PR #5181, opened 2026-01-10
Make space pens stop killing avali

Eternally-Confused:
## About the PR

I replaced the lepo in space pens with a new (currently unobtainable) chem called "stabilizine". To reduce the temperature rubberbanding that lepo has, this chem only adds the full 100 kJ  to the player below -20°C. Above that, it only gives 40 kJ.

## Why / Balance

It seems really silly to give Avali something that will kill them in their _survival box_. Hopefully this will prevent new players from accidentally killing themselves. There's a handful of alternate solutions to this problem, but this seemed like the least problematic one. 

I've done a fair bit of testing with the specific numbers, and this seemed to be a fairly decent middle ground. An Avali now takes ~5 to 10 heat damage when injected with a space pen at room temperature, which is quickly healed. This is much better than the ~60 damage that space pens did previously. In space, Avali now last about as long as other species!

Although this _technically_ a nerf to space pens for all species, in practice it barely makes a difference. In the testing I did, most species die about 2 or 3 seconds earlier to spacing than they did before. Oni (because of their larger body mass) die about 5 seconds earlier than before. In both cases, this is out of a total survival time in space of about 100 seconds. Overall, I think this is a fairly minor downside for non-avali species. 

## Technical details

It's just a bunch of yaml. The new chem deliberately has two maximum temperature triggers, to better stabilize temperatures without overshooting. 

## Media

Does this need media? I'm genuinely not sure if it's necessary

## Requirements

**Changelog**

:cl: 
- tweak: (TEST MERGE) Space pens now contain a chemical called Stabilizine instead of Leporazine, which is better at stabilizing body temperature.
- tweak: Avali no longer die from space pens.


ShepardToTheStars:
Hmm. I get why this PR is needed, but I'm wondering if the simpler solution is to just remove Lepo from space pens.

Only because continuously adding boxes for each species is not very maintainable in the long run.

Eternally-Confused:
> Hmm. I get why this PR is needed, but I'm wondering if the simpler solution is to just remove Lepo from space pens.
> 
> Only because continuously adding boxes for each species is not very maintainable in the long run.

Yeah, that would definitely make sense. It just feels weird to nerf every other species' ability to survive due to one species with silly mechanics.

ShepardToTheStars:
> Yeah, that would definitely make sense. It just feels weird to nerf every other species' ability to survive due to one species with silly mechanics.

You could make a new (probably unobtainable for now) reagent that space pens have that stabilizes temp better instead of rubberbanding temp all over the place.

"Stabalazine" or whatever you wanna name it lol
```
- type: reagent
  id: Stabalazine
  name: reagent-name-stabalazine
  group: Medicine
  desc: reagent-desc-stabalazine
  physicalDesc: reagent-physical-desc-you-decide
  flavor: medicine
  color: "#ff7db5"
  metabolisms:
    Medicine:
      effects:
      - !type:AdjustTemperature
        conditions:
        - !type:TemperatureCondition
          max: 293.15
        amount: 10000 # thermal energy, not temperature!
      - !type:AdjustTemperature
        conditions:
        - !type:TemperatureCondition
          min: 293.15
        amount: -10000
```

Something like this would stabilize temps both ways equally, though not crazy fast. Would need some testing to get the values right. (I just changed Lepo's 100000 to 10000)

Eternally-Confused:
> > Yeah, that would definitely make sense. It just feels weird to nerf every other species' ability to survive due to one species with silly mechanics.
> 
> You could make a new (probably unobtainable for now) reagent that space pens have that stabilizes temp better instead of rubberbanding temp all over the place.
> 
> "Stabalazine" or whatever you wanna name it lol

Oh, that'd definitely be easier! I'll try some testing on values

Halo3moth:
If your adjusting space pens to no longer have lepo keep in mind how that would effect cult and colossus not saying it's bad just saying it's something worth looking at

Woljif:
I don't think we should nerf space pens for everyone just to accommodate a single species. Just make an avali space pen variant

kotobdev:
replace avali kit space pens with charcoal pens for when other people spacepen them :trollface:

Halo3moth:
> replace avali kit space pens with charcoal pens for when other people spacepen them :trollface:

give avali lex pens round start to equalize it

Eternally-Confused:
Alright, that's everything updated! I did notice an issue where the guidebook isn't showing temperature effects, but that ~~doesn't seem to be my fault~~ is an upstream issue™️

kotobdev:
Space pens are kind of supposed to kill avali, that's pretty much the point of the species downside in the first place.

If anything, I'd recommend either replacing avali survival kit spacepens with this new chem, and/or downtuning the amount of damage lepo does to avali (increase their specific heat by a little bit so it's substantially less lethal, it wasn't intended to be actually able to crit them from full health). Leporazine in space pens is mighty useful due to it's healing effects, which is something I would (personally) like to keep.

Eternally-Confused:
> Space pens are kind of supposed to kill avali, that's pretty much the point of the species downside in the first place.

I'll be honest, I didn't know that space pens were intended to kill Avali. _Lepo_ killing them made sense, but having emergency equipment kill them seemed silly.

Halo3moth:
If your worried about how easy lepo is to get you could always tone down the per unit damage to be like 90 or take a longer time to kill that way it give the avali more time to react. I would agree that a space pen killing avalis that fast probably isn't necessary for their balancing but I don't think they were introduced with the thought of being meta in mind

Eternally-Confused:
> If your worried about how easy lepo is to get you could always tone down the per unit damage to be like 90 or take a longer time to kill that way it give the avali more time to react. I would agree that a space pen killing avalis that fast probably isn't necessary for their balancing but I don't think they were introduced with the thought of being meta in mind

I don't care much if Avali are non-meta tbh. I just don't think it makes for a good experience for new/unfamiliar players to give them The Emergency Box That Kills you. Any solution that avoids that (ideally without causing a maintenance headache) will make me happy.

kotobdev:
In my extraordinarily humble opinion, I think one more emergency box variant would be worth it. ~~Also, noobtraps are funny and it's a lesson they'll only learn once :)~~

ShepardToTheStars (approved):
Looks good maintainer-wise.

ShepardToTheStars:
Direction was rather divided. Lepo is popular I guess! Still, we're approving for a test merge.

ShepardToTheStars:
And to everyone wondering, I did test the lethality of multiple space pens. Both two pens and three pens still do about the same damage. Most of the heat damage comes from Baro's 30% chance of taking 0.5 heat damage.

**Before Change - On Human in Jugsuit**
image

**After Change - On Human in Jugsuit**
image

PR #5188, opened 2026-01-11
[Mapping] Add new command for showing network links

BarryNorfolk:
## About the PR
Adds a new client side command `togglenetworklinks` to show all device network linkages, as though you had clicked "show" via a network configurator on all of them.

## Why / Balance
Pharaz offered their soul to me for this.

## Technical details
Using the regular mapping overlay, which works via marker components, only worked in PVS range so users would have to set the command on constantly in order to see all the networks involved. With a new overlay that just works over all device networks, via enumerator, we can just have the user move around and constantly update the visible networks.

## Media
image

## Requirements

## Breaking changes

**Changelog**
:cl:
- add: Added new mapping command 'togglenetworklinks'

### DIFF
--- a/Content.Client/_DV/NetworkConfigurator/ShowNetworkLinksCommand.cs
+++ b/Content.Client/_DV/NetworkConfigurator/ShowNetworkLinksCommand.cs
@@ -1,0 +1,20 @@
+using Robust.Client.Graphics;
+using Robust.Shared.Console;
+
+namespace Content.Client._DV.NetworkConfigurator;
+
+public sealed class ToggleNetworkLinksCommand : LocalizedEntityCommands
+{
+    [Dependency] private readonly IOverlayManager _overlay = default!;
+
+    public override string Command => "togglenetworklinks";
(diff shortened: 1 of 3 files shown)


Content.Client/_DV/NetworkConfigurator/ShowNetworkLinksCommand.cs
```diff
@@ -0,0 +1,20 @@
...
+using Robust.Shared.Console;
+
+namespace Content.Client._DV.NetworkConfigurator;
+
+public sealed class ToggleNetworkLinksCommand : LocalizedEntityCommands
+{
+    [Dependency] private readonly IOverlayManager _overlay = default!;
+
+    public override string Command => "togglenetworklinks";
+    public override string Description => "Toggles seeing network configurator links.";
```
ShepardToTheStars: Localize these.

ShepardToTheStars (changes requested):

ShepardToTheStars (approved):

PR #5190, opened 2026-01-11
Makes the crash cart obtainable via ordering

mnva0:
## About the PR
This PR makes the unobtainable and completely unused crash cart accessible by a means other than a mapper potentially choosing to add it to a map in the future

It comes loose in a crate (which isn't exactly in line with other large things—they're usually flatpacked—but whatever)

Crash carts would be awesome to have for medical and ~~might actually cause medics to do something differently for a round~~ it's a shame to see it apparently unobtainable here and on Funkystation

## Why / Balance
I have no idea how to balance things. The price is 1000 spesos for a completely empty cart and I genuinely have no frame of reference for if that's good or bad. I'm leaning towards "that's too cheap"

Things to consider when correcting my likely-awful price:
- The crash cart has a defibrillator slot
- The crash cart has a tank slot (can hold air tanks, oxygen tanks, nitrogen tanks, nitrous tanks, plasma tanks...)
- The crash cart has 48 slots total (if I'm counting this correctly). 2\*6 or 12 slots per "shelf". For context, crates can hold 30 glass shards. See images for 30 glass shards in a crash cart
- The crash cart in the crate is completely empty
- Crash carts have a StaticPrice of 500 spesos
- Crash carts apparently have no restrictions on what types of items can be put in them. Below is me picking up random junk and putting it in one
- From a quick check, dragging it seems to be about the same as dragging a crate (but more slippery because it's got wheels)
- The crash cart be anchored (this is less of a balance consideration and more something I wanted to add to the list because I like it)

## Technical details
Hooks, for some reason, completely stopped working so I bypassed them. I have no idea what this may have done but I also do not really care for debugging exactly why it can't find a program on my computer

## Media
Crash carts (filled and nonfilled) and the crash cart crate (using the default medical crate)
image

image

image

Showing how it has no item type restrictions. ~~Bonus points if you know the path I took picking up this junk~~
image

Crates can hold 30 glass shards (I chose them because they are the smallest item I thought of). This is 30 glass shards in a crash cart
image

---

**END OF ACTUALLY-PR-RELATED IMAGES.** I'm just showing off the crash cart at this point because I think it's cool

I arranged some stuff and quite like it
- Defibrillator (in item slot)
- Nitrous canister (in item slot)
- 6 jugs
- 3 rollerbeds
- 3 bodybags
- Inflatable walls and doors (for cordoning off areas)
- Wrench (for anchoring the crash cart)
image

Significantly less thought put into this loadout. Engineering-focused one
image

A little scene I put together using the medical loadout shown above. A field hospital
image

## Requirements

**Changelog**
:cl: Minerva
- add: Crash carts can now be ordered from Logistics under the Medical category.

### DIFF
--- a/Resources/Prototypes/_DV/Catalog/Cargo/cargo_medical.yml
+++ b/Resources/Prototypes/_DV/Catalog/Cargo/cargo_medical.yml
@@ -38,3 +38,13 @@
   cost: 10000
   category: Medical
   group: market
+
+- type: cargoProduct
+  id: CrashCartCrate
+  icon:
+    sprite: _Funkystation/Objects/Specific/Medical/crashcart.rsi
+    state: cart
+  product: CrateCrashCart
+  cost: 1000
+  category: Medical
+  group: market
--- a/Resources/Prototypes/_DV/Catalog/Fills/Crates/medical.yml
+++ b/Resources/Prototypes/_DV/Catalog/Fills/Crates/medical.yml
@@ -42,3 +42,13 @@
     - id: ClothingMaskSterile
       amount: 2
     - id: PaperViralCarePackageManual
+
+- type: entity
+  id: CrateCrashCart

* _TASK DIRECTIONS_: Each line of the records, from the opening one through the line holding "It seems really", should be restated word for word, with nothing else in the answer.

* _FINISHED TASK_:
PR #5181, opened 2026-01-10
Make space pens stop killing avali

Eternally-Confused:
## About the PR

I replaced the lepo in space pens with a new (currently unobtainable) chem called "stabilizine". To reduce the temperature rubberbanding that lepo has, this chem only adds the full 100 kJ  to the player below -20°C. Above that, it only gives 40 kJ.

## Why / Balance

It seems really silly to give Avali something that will kill them in their _survival box_. Hopefully this will prevent new players from accidentally killing themselves. There's a handful of alternate solutions to this problem, but this seemed like the least problematic one. 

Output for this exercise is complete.